The Automobile Association, the historic car insurance and breakdown business, is up for sale with a price tag of around £1.5bn. Its parent company, Centrica - which also owns British Gas - has decided to refocus on the energy market.

Bankers are believed to have begun an auction of the business, which Centrica bought from the AA's 4.6 million member-owners for £1.1bn in 1999.

If Centrica does finalise the disposal, it will mark a symbolic end to the strategy of building a broad-based consumer services conglomerate, and be a tacit admission that the group has failed to achieve the advantages from cross-selling products that it hoped for five years ago.

Potential bidders are likely to include the biggest players in the insurance sector, with Aviva's Norwich Union division already thought to have taken a look at the business. The AA has expanded aggressively into motor, travel and home insurance and loans under Centrica's ownership. Centrica yesterday refused to comment on its plans for the division, which accounted for 10 per cent of the group's operating profit last year.

The group has been switching its focus back to the power market over recent months, making a series of acquisitions and other deals in power generation. Sir Roy Gardner, the chief executive, has wanted to boost in-house generating and storage capacity so that British Gas is not so dependent on the vagaries of the wholesale power market. Rising energy costs are hurting margins, Centrica warned last month.

Two weeks ago, the group bought the Killingholme power station in Lincolnshire for £142m, and earlier in the year it signed up an option to build a new gas-fired power station in Devon. The acquisition takes the number of plants operated by Centrica to six and the proportion of British Gas's energy requirements that are supplied in-house to 43 per cent.

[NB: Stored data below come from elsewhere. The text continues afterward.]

PR #6506, opened 2025-11-01
[core][spark] Support push down transform predicate

Zouxxyy:
### Purpose

- Add spark push down transform predicate support (spark version >= 3.3)
- Enable concat pushdown (spark version >= 3.4)

### DIFF
--- a/paimon-common/src/main/java/org/apache/paimon/predicate/ConcatTransform.java
+++ b/paimon-common/src/main/java/org/apache/paimon/predicate/ConcatTransform.java
@@ -35,4 +35,9 @@ public class ConcatTransform extends StringTransform {
     public BinaryString transform(List<BinaryString> inputs) {
         return BinaryString.concat(inputs);
     }
+
+    @Override
+    public Transform withNewInputs(List<Object> inputs) {
+        return new ConcatTransform(inputs);
+    }
 }
--- a/paimon-common/src/main/java/org/apache/paimon/predicate/FieldTransform.java
+++ b/paimon-common/src/main/java/org/apache/paimon/predicate/FieldTransform.java
@@ -1,0 +1,77 @@
+/*
+ * Licensed to the Apache Software Foundation (ASF) under one
+ * or more contributor license agreements.  See the NOTICE file
+ * distributed with this work for additional information
+ * regarding copyright ownership.  The ASF licenses this file
+ * to you under the Apache License, Version 2.0 (the
+ * "License"); you may not use this file except in compliance
+ * with the License.  You may obtain a copy of the License at
+ *
+ *     http://www.apache.org/licenses/LICENSE-2.0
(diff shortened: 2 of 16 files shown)


paimon-common/src/main/java/org/apache/paimon/predicate/Transform.java
Zouxxyy, line 30: I believe we can introduce a `Literal` object in the future, so that our inputs will only be of either `Literal` or `FieldRef` type now.

paimon-common/src/main/java/org/apache/paimon/predicate/LeafPredicate.java
```diff
@@ -30,76 +30,73 @@
...
+import java.util.Collections;
 import java.util.List;
 import java.util.Objects;
 import java.util.Optional;
 
 import static org.apache.paimon.utils.InternalRowUtils.get;
 
 /** Leaf node of a {@link Predicate} tree. Compares a field in the row with literals. */
-public class LeafPredicate implements Predicate {
+public class LeafPredicate extends TransformPredicate {
```
Zouxxyy, line 41: Since LeafPredicate extends TransformPredicate, and we have
```
T visit(LeafPredicate predicate);
T visit(TransformPredicate predicate);
```
Maybe we can combine them in the future

paimon-common/src/main/java/org/apache/paimon/predicate/ConcatTransform.java
```diff
@@ -35,4 +35,9 @@ public ConcatTransform(List<Object> inputs) {
     public BinaryString transform(List<BinaryString> inputs) {
         return BinaryString.concat(inputs);
     }
+
+    @Override
+    public Transform withNewInputs(List<Object> inputs) {
```
JingsongLi, line 40: copy

paimon-common/src/main/java/org/apache/paimon/predicate/FieldTransform.java
```diff
@@ -0,0 +1,77 @@
...
+
+import java.util.Collections;
+import java.util.List;
+import java.util.Objects;
+
+import static org.apache.paimon.utils.InternalRowUtils.get;
+
+/** Transform that extracts a field from a row. */
+public class FieldTransform implements Transform {
+
```
JingsongLi, line 32: Add ser id.

paimon-common/src/main/java/org/apache/paimon/predicate/LeafPredicate.java
```diff
@@ -30,76 +30,70 @@
...
 
     private static final long serialVersionUID = 1L;
```
JingsongLi, line 43: change ser id.

JingsongLi:
+1

PR #6507, opened 2025-11-01
[doc] Update spark procedure doc

Zouxxyy:
### Purpose

- sink.parallelism is flink options, change it
- The procedure doc table should have only three columns; delete the extra columns


JingsongLi:
+1

PR #6508, opened 2025-11-02
[csv] Csv Parser should not depends on jackson

JingsongLi:
### Purpose

For some illegal csv lines, jackson will throw exceptions. We should accept all lines for Hadoop ecosystem.


jerry-024:
+1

One industry source said: "The energy market has changed, and Centrica needs to be more vertically integrated. There is plenty of cash on the books, so there is no urgent need to sell the AA, but if the right buyer comes along now, then the sale will happen."

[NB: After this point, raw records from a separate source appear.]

PR #6510, opened 2025-11-03
[core] format table: support write file in _temporary at first

jerry-024:
### Purpose

Format table: support write file in _temporary at first

### DIFF
--- a/paimon-common/src/main/java/org/apache/paimon/fs/RenamingTwoPhaseOutputStream.java
+++ b/paimon-common/src/main/java/org/apache/paimon/fs/RenamingTwoPhaseOutputStream.java
@@ -29,7 +29,7 @@ import java.util.UUID;
  */
 @Public
 public class RenamingTwoPhaseOutputStream extends TwoPhaseOutputStream {
-    public static final String TEMP_DIR_NAME = "_temporary";
+    private static final String TEMP_DIR_NAME = "_temporary";
 
     private final Path targetPath;
     private final Path tempPath;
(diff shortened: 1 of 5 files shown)


paimon-core/src/main/java/org/apache/paimon/table/format/FormatTableCommit.java
```diff
@@ -100,6 +102,21 @@ public void commit(List<CommitMessage> commitMessages) {
             for (TwoPhaseOutputStream.Committer committer : committers) {
                 committer.commit(this.fileIO);
             }
+            if (committers.stream()
+                    .filter(c -> c instanceof RenamingTwoPhaseOutputStream.TempFileCommitter)
+                    .findAny()
+                    .isPresent()) {
+                if (partitionPaths.size() > 1) {
```
JingsongLi: You should introduce a clean method to `TwoPhaseOutputStream`.

paimon-core/src/main/java/org/apache/paimon/table/format/FormatTableCommit.java
```diff
@@ -80,16 +80,17 @@ public void commit(List<CommitMessage> commitMessages) {
                                     + commitMessage.getClass().getName());
                 }
             }
+            Set<Path> partitionPaths = new HashSet<>();
```
JingsongLi: Why extract this field?

paimon-common/src/main/java/org/apache/paimon/fs/RenamingTwoPhaseOutputStream.java
```diff
@@ -132,5 +133,13 @@ public void discard(FileIO fileIO) throws IOException {
         public Path targetFilePath() {
             return targetPath;
         }
+
+        @Override
+        public void clean(FileIO fileIO) throws IOException {
+            Path path = tempPath.getParent();
+            if (fileIO.exists(path)) {
+                fileIO.deleteQuietly(path);
```
JingsongLi, line 141: Maybe you should use `deleteDirectoryQuietly`.

PR #6512, opened 2025-11-03
[improvement] When dropping table, data should be moved to trash instead of being deleted directly

### LINKED ISSUE #6511: [Improvement] When dropping table, data should be moved to trash instead of being deleted directly
### Search before asking

### Motivation

In Paimon, when dropping table, the data is directly removed. We can implement a feature where data is first moved to trash, making it easier to recover accidentally deleted data.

A significant proportion of the sale proceeds could be returned to shareholders, sources say. Centrica is already under pressure to launch a share buy-back scheme, having found fewer opportunities than expected to invest in the United States.

Centrica is likely to argue that any final price tag for the AA should be compared not with the £1.1bn headline price it paid in 1999, but with £800,000, which stripped out the cash surplus inside the breakdown business. The acquisition was highly controversial at the time, bringing to an end 94 years of mutual ownership and generating windfalls of £248m for its members - including many carpetbaggers. The business was set up in 1905, originally to give advice to motorists on how to avoid police speed traps.

The number of AA customers has risen from 9.5 million at that time to 15 million now. The division made an operating profit of £93m last year, up 27 per cent on 2002.

Sir Roy said at the time of the deal that all Centrica's customers would benefit from the wider range of products and services on offer - and there were initially cheap gas offers for AA customers - but the synergies from the acquisition have mainly been from combining administration and call centres.

Centrica has backtracked on other investments in recent months. Last August, Centrica sold its stake in the Goldfish credit card business to Lloyds TSB for £112.5m. It still owns One.Tel, the telecoms company.